El truco más barato para cerrar más no cuesta nada: callarte tres segundos. El análisis de más de cien mil llamadas de Gong muestra que los mejores vendedores aguantan una pausa de 3 segundos después de que el prospecto termina de responder. Se siente eterno para ti. Para el comprador es normal. Y en ese silencio incómodo suele arrancar la frase que de verdad importa: la objeción real, el presupuesto, el nombre del que decide. El vendedor promedio salta a llenar el vacío y se pierde justo lo que fue a buscar en la llamada.
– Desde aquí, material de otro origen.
PR #7793, opened 2026-02-26
Update Lambdas to use NodeJS 22

zxiiro:
NodeJS 20 is entering end of life on April 30th, 2026. Time to migrate to a newer recent version. While NodeJS 24 is available, migrating to it requires updating our terraform module. This bumps to NodeJS 22 first to buy us more time to upgrade the Terraform module. NodeJS 22 has a deprecation date of April 3, 2027.

Reference: https://docs.aws.amazon.com/lambda/latest/dg/lambda-runtimes.html?icmpid=docs_lambda_help

### DIFF
--- a/terraform-aws-github-runner/.tflint.hcl
+++ b/terraform-aws-github-runner/.tflint.hcl
@@ -5,7 +5,7 @@ plugin "terraform" {
 
 plugin "aws" {
   enabled = true
-  version = "0.31.0"
+  version = "0.45.0"
   source  = "github.com/terraform-linters/tflint-ruleset-aws"
 }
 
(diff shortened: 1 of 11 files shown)


zxiiro:
I tested this in the Canary system and the Lambdas appear to work as expected with no major issues as far as I can tell.

zxiiro:
> Needs a lint fix (seems like this isn't the right value?) but the principle behind this change is sound.

Took me a couple of tries to resolve it. The tflint module "aws" version 0.31.0 did not know of that version, apparently it's a white list of verified version numbers. Had to update to 0.45.0. What tripped me up though was that there were multiple `.tflint.hcl` files to update.

PR #7812, opened 2026-03-05
Add Claude status page outage banner to HUD

huydhn:
Generalize GitHubIncidentBanner into a reusable StatusPageIncidentBanner component that accepts statusPageUrl and serviceName props. Both githubstatus.com and status.claude.com use the same Atlassian Statuspage API, so the same component handles both.


yangw-dev:
lgtm!

izaitsevfb (changes requested):
this would be confusing. we're using bedrock capacity in OSS, which is different from anthropic status

huydhn:
> this would be confusing. we're using bedrock capacity in OSS, which is different from anthropic status

True, I'm think about this more on devs' point of view in which they could use non-bedrock setup in their work.  We can keep this one around the next outage happens to see if it brings any values.  If people are asking us about Claude status on Tree Hugger, Q&A, or devgpu channel, we could consider landing this

PR #7838, opened 2026-03-13
[OSDC] Add PyTorch CI Docker base images (manylinux) with CUDA support

huydhn:
Redo https://github.com/pytorch/ciforge/pull/131 on test-infra so that the base images can be access publicly.

Key changes to call out:

- Dockerfile based on manylinux_2_34 with parameterized base image for x86_64/aarch64, system build deps via dnf, uv for Python packaging, and optional CUDA stack via CUDA_VERSION build arg
- `install_cuda.sh` adapted from PyTorch CI with NCCL (built from source) and cuSPARSELt inlined into a single script, supporting CUDA 12.8, 12.9, and 13.0 on both x86_64 and aarch64
- GitHub workflow to build and publish several variants CUDA x arches (x86, aarch64) to ghcr.io, with build-only validation on PRs and publishing gated to pushes on main
- The images are published to ghcr.io

### DIFF
--- a/docker/install_cuda.py
+++ b/docker/install_cuda.py
@@ -299,7 +299,8 @@ def install_nccl(nccl_version: str, prefix: str, tmp: str) -> None:
         "https://github.com/NVIDIA/nccl.git",
         nccl_dir,
     )
-    run("make", "-j", f"CUDA_HOME={prefix}", "src.build", cwd=nccl_dir)
+    jobs = max(1, os.cpu_count() - 2)
+    run("make", f"-j{jobs}", f"CUDA_HOME={prefix}", "src.build", cwd=nccl_dir)
     run("cp", "-a", *_glob(f"{nccl_dir}/build/include/"), f"{prefix}/include/")
     run("cp", "-a", *_glob(f"{nccl_dir}/build/lib/"), f"{prefix}/lib64/")
     shutil.rmtree(nccl_dir)


.github/workflows/_docker-build.yml
```diff
@@ -0,0 +1,92 @@
...
+          context: ./docker
+          platforms: ${{ matrix.platform }}
+          push: ${{ inputs.push }}
+          tags: ${{ steps.meta.outputs.tags || '' }}
+          labels: ${{ steps.meta.outputs.labels || '' }}
+          build-args: |
+            BASE_IMAGE=${{ matrix.base_image }}
+            INSTALL_CUDA=${{ matrix.install_cuda }}
+          cache-from: type=registry,ref=${{ env.REGISTRY }}/${{ env.IMAGE_NAME }}:cache-${{ matrix.variant_tag }}
+          cache-to: ${{ inputs.push && format('type=registry,ref={0}/{1}:cache-{2},mode=max', env.REGISTRY, env.IMAGE_NAME, matrix.variant_tag) || '' }}
```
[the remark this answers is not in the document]
huydhn: This is expected, I don't want to set the permission here because this reusable workflow have different permission depending on where it's called from. PR doesn't have permission to push the image `packages: write` while running in main does

docker/README.md
```diff
@@ -0,0 +1,106 @@
...
+# Verify default nvcc
+docker run --rm ciforge:cuda nvcc --version   # CUDA 13.0
+
+# Verify NCCL in each prefix
+docker run --rm ciforge:cuda ls /usr/local/cu128/include/nccl.h /usr/local/cu129/include/nccl.h /usr/local/cu130/include/nccl.h
+```
+
+## CI workflow
+
+Images are built and published to `ghcr.io/pytorch/ciforge` by the GitHub Actions workflow in `.github/workflows/docker-build.yml`.
```
seemethere:
```suggestion
Images are built and published to `ghcr.io/pytorch/test-infra` by the GitHub Actions workflow in `.github/workflows/docker-build.yml`.
```

docker/README.md
```diff
@@ -0,0 +1,106 @@
...
+
+### Image tags
+
+Each variant is tagged with the short commit SHA and a `latest` alias:
+
+```
+ghcr.io/pytorch/ciforge:cpu-x86_64-<sha>
+ghcr.io/pytorch/ciforge:cpu-x86_64-latest
+ghcr.io/pytorch/ciforge:cuda-x86_64-<sha>
+ghcr.io/pytorch/ciforge:cuda-aarch64-latest
```
seemethere:
```suggestion
ghcr.io/pytorch/test-infra:cpu-x86_64-<sha>
ghcr.io/pytorch/test-infra:cpu-x86_64-latest
ghcr.io/pytorch/test-infra:cuda-x86_64-<sha>
ghcr.io/pytorch/test-infra:cuda-aarch64-latest
```

docker/install_cuda.sh
```diff
@@ -0,0 +1,167 @@
+#!/bin/bash
```
seemethere: maybe we should install `uv` first and just make these python scripts that we can `uv run`

docker/README.md
```diff
@@ -0,0 +1,106 @@
+# PyTorch CI Docker Base Image
```
seemethere, line 1: we need to change mentions of ciforge here to test-infra

docker/install_cuda.sh
```diff
@@ -0,0 +1,167 @@
...
+  ldconfig
+}
+
+###############################################################################
+# Per-version installers
+###############################################################################
+
+install_128() {
+  local prefix=/usr/local/cuda-12.8
+  echo "Installing CUDA 12.8.1 + cuDNN 9.19.0.56 + nvSHMEM + NCCL + cuSPARSELt 0.7.1"
```
atalman: Perhaps we should centralize the config between pytorch Docker build and this one. When we are updating cuda or cudnn version on torch, this will not be updated. We should probably move it all the way to pytorch repo rather then test-infra and reuse same scripts as in pytorch repo.

For example cuda 13.2 update is in progress here: https://github.com/pytorch/pytorch/pull/177316 . We want to update complete config in 1 PR. Rather then doing it across the repos.

docker/README.md
huydhn: Ouch, copy paste mistake, let me fix these references

docker/install_cuda.sh
huydhn: Sounds good, let me ask Claude quickly to reimplement this

docker/install_cuda.sh
huydhn: Yeah, that's a valid concern. I will get rid of the PyTorch Docker build once migration to ARC finishes. The timeline is a month from now. In the interim, I think it's acceptable to have split brain logic here, similar to how we need to maintain both EC2 and ARC runners at the same time during the rollout. A bit painful but lightweight process I guess.  Wdyt?

PR #7840, opened 2026-03-16
Add torchvision to cloudflare by default

atalman:
Same as https://github.com/pytorch/test-infra/pull/7828


NicolasHug (approved):
stamping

Menos preguntas, pero mejores
Lo mismo pasa con las preguntas. Los datos de Gong muestran que en los tratos que se ganaron los vendedores hicieron entre 15 y 16 preguntas, mientras que en los perdidos rondaron las 20. Suena al revés, pero tiene lógica: interrogar a alguien no es descubrir, es incomodar. Las buenas preguntas son abiertas y se construyen sobre la respuesta anterior, no salen de una lista mecánica. Preguntas, aguantas la pausa, escuchas y repreguntas sobre lo que dijo. Menos munición, mejor puntería: cada pregunta profundiza en lugar de saltar al siguiente tema del guion.
Usa sus mismas palabras
El otro hábito de los que cierran: repetir las palabras exactas del comprador. Si dijo 'estamos perdiendo clientes por la demora', tú no lo traduces a 'ineficiencias operativas'. Le devuelves su frase tal cual. Eso le confirma que lo escuchaste y baja la guardia. La combinación es simple pero rara de ver: pregunta abierta, pausa de 3 segundos, y respondes con sus términos. Ahí es donde una llamada deja de ser un cuestionario y se vuelve una conversación en la que el prospecto se convence solo, sin que tú tengas que empujar nada.
La lectura de ventas
Mañana, en tu próxima llamada, cuenta mentalmente 'mil uno, mil dos, mil tres' cada vez que el prospecto termine de hablar antes de responder. Vas a sentir que se rompe el aire; aguanta igual. Recorta tu lista de preguntas a las 15 que de verdad importan y deja las otras cinco de relleno. Si grabas y analizas tus llamadas con IA, pídele que te marque cuántas veces interrumpiste y cuánto duraron tus silencios. Ese dato, semana a semana, convierte el vago 'escucha más' en un hábito medible que se ve en el win rate.